Thunder Ridge is a small ski area located in Patterson, NY. Because it is located just 75 minutes from New York City, the mountain attracts skiers and snowboarders from across the New York area. While it does not receive a lot of snowfall, Thunder Ridge does have snowmaking capabilities which can cover 95% of the mountain. Because it is open at night, Thunder Ridge is a haven for high school ski racing.  The mountain hosts part of Hudson Valley League racing.

History 
Under previous ownership the mountain was known as Birch Hill (1957–1968), Big Birch (1968–1995), Thunder Ridge Ski Area (1995–present).

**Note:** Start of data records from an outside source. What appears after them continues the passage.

PR #366, opened 2026-03-04
Enhancement: AYON APEX Publishing Animation

MustafaJafar:
## Changelog Description
- Add animation creator
- Move rig and animation creators to Bgeo file
- Add APEX animation validator

## Additional information
I've also explored more ways to publish animations, we can at some point add FBX character export.

This PR serves as an exploration working with APEX in AYON.

# Demo
[Turret Example AYON APEX Workflow.zip](https://github.com/user-attachments/files/25741133/Turret.Example.AYON.APEX.Workflow.zip)

https://github.com/user-attachments/assets/b5b85efa-bdcd-434d-97f7-25faf4b576e7

## Testing notes:
1. Add characters and props
2. Create APEX Animation
3. Publish

You can refer to the demo for more info.

PR #376, opened 2026-03-23
Publish apex animation

### LINKED ISSUE #365: AYON APEX Workflow
This is part of the ticket about APEX and USD support #351

MustafaJafar:
## Changelog Description
This PR is for publishing animation data from packed APEX assets. it was built on top of #371

- Add animation creator
- Add APEX animation validator

## A word on APEX Animation
Typically, this PR allows publishing the animation data only so that we can apply them later in different scenes instead of republishing the whole rig asset again OR publishing baked animation.

As long as artists are using `APEX Scene Copy Animation` node, then everything will be cool.

image

However, when they add a scene animate node, as soon as they go through animation mode in the scene view, the node will stash the animation data. which means the `copy animation` nodes can be removed and the animation will just be persistent. this is a result of Houdini using stashing. _and, in this sense, I'm afraid loading different animations won't have any effect. and it can be confusing for artists. and this is something not related to AYON/saving animation data as Bgeo._ 
image

I made this PR while exploring APEX and AYON, mainly in #366 .
Then to make things cleaner, any needed fixes for publishing APEX were moved to #371 as well as the original requirement for AYON APEX Rigging USD workflow while moving the animation part to this PR.

# Demo
[Turret Example AYON APEX Workflow.zip](https://github.com/user-attachments/files/25741133/Turret.Example.AYON.APEX.Workflow.zip)

https://github.com/user-attachments/assets/b5b85efa-bdcd-434d-97f7-25faf4b576e7

## Testing notes:
1. Add characters and props
2. Create APEX Animation
3. Publish

Resolve #365

### DIFF
--- a/client/ayon_houdini/plugins/publish/validate_apex_animation.py
+++ b/client/ayon_houdini/plugins/publish/validate_apex_animation.py
@@ -1,0 +1,121 @@
+# -*- coding: utf-8 -*-
+import hou
+
+import pyblish.api
+from ayon_core.pipeline import PublishValidationError
+from ayon_core.pipeline.publish import RepairAction
+from ayon_houdini.api.action import SelectInvalidAction
+from ayon_houdini.api import plugin
+
+
+class IsolateAnimation(RepairAction):
+    label = "Isolate Animation"
+
+class ValidateAPEXAnim(plugin.HoudiniInstancePlugin):
+    """Validate output node has animation APEX data.
+
+    Check if packed prim files match only "/animation".
+    This is crucial to prevent any issue when loading the animation.
+    """
+    # Should run after ValidateSopOutputNode
+    order = pyblish.api.ValidatorOrder + 0.1
+    families = ["anim"]
+    label = "Validate APEX Animation"
+    actions = [SelectInvalidAction, IsolateAnimation]
+
+    def process(self, instance):
+
+        if not instance.data.get("instance_node"):
+            # Ignore instances without an instance node
+            # e.g. in memory bootstrap instances
+            self.log.debug(
+                "Skipping instance without instance node: {}".format(instance)
+            )
+            return
+
+        invalid_nodes, message = self.get_invalid_with_message(instance)
+        if invalid_nodes:
+            raise PublishValidationError(
+                message,
+                title=self.label
+            )
+
+    @classmethod
+    def get_invalid_with_message(cls, instance):
+
+        output_node = instance.data.get("output_node")
+
+        geo = output_node.geometry()
+
+        # TODO: Check if this is a bgeo scene.
+        # Same as the error in the Rig Tree
+        # Invalid Hierarchy: No valid roots found, possible closed polygon
+
+        anim_paths = set(geo.extractPackedPaths('/anim**'))
+        if not anim_paths:
+            error = (
+                f"Output SOP node '{output_node}' doesn't"
+                " have 'animation' folder to export."
+                " Please check your RigTree."
+            )
+            return [output_node, error]
+
+        all_paths = set(geo.extractPackedPaths('/**')) - set("/")
+
+        if all_paths != anim_paths:
+            error = (
+                f"Output SOP node '{output_node.path()}' should only"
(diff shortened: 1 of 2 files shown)


client/ayon_houdini/plugins/publish/validate_apex_animation.py
```diff
@@ -0,0 +1,121 @@
...
+                " have 'animation' folder in RigTree."
+            )
+            return [output_node, error]
+
+        return [None, None]
+
+    @classmethod
+    def get_invalid(cls, instance):
+        node, _ = cls.get_invalid_with_message(instance)
+        return [node]
```
moonyuet, line 77: EDIT: ignore me my previous comment. Maybe it is more explicit to use tuple instead of list like (node, error) instead of [node, error]?

client/ayon_houdini/plugins/publish/validate_apex_animation.py
```diff
@@ -0,0 +1,121 @@
...
+    @classmethod
+    def repair(cls, instance):
+        """Isolate Animation Action.
+
+        It is a helper action more than a repair action,
+        used to add a default single value for the path.
+        """
+
+        output_node = instance.data.get("output_node")
+        if cls.get_invalid(instance) != [output_node]:
```
moonyuet, line 88: I believe it does the same thing?
```suggestion
        if output_node not in cls.get_invalid(instance):
```

MustafaJafar: It does the same thing I believe. 
I picked this way, because this is always a list with one item.
Also, it's the same as here
https://github.com/ynput/ayon-houdini/blob/d5f849fc991ec3f54b506cf48d589bb9bede33dd/client/ayon_houdini/plugins/publish/validate_primitive_hierarchy_paths.py#L147

client/ayon_houdini/plugins/publish/validate_apex_animation.py
MustafaJafar: Tbh, I don't know I just followed what we already have in 
https://github.com/ynput/ayon-houdini/blob/d5f849fc991ec3f54b506cf48d589bb9bede33dd/client/ayon_houdini/plugins/publish/validate_vdb_output_node.py#L130

moonyuet (commented):
I published animation successfully. Enclosed with the publish report.

[publish-report-260417-17-10.json](https://github.com/user-attachments/files/26817727/publish-report-260417-17-10.json)

Maybe for separate issue. When I tested with the validator(by bypassing the packed folder), it blocks the validation for sure with the sop_node validator. But if I hit select invalid It would give the error below
```
Action: SelectInvalidAction (094d16b0-5f55-4fff-88bf-a9ff5018a32b)

Error: Action failed.

  File "D:\ayon-addon_template\ayon-houdini\client\ayon_houdini\plugins\publish\validate_sop_output_node.py", line 80, in get_invalid
    output_node.cook()
  File "C:\PROGRA~1/SIDEEF~1/HOUDIN~1.512/houdini/python3.11libs\hou.py", line 19175, in cook
    return _hou.OpNode_cook(self, *args, **kwargs)
           ^^^^^^^^^^^^^^^^^^^^^^^^^^^^^^^^^^^^^^^
Error while cooking.

During handling of the above exception, another exception occurred:

  File "C:\Users\Kayla\AppData\Local\Ynput\AYON\dependency_packages\ayon_2603121036_windows.zip\dependencies\pyblish\plugin.py", line 528, in __explicit_process
    runner(*args)
  File "D:\ayon-addon_template\ayon-houdini\client\ayon_houdini\api\action.py", line 30, in process
    invalid_nodes = plugin.get_invalid(instance)
                    ^^^^^^^^^^^^^^^^^^^^^^^^^^^^
  File "D:\ayon-addon_template\ayon-houdini\client\ayon_houdini\plugins\publish\validate_sop_output_node.py", line 82, in get_invalid
    raise PublishValidationError(
ayon_core.pipeline.publish.publish_plugins.PublishValidationError: Failed to cook node: /obj/apex_rig/turret_asset.
```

After coming under new ownership, many of the old trails were decommissioned and other trails given priority.  Since 2018 around 95% of the mountain is covered with snowmaking equipment, up from 75% under the old ownership.  Since 2015, equipment has gone through a major upgrade including the purchase of two new groomers, ten new snow fans, and snow guns.

Trails 
Thunder Ridge Ski area has 21 trails, nine of which are accessible from the Triple Chair, six from the double chair, four from both chairs, and five bunny trails. It has eight black diamonds, four blue squares, and twelve green circles.

Lifts 
As of 2022, Thunder Ridge has three chairlifts (Two doubles and one triple) and four magic carpets. In 1958 a T-Bar opened at then Birch Hill- servicing the main part of today's ski area. Numerous Tows were also installed on the mountain. Sometime in the 1960s, a Borvig double chairlift was installed to the summit; it remains the area's longest and oldest lift. In about 1967, a short double chairlift was installed which today served Little Thunder.  In 1986, a Borvig triple chairlift was installed to supersede and eventually replace the T-Bar lift, which it did. In the early 2000s, four Magic Carpet lifts were installed on Thunder Ridge to replace the Tows. Remnants of the tows can still be seen to this day.

During the mid-1960s the Mahopac High School ski team raced and trained at Birch Hill, as did the teams from Carmel and some other Putnam County and Northern Westchester county schools. The lodge was a simple place with a gravel floor.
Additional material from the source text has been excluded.